━━━ DATASET ━━━

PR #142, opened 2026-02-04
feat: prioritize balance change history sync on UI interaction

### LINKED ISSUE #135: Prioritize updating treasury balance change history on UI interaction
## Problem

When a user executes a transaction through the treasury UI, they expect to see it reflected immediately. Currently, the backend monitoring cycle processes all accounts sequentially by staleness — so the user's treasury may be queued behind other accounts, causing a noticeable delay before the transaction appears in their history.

━━━

▸ EXERCISE AIM: Provide only the number of lines within the material that contain the string "balance".

▸ REPLY: 2